- What to work on
Work out how many lines of the listing hold the string "into", then answer with that number and nothing else.

====

PR #159, opened 2017-07-20
tests: Mail\Message produced output not usable by Storage\Message

glensc:
this shows the problem zend-mail is having:

mail created with `Mail\Message` and serialized into raw
and then loaded with `Storage\Message` causes parse error if the `$text` contains double unix newlines (`\n\n`).

### DIFF
--- a/test/Storage/MessageTest.php
+++ b/test/Storage/MessageTest.php
@@ -17,6 +17,7 @@ use Zend\Mail\Storage\Exception;
 use Zend\Mail\Storage\Message;
 use Zend\Mime;
 use Zend\Mime\Exception as MimeException;
+use Zend\Mail;
 
 /**
  * @group      Zend_Mail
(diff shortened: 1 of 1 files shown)


test/Storage/MessageTest.php
```diff
@@ -415,6 +416,35 @@ public function testMultivalueToHeader()
...
+     */
+    public function testDogFood() {
+        $text = "Hello, bödi tekst\n\nBye";
+
+        $part = new Mime\Part($text);
+        $part->type = 'text/plain';
+        $part->charset = 'UTF-8';
+
+        $mime = new Mime\Message();
+        $mime->addPart($part);
```
weierophinney: None of the preceding 7 lines are ever used within the test. Is your setup missing something (attaching a MIME part to the message)? Or can the lines be removed safely?

test/Storage/MessageTest.php
```diff
@@ -415,6 +416,35 @@ public function testMultivalueToHeader()
...
+
+        $message = new Mail\Message();
+        $message->setEncoding('UTF-8');
+        $message->setBody($text);
+
+        $raw = $message->toString();
+        $this->assertContains($text, $raw, "original text is preserved");
+
+        $message = new Storage\Message(['raw' => $raw]);
```
weierophinney: I think this is a `Zend\Mime\Decode::splitMessage()` issue.

`Zend\Mail\Storage\Part` calls on that method to split the message into headers and content. My suspicion is that it's searching until the _last_ occurence of the `\n\n` sequence, instead of the _first_.

Can you please try and create and post a reproduce case against the zend-mime component? Thanks in advance!

test/Storage/MessageTest.php
glensc: i think they can be removed as the reproducer worked. otherwise i wouldn't had pushed it this way.

weierophinney:

michalbundyra:
This repository has been closed and moved to laminas/laminas-mail; a new issue has been opened at https://github.com/laminas/laminas-mail/issues/43.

====

- Problem solution
2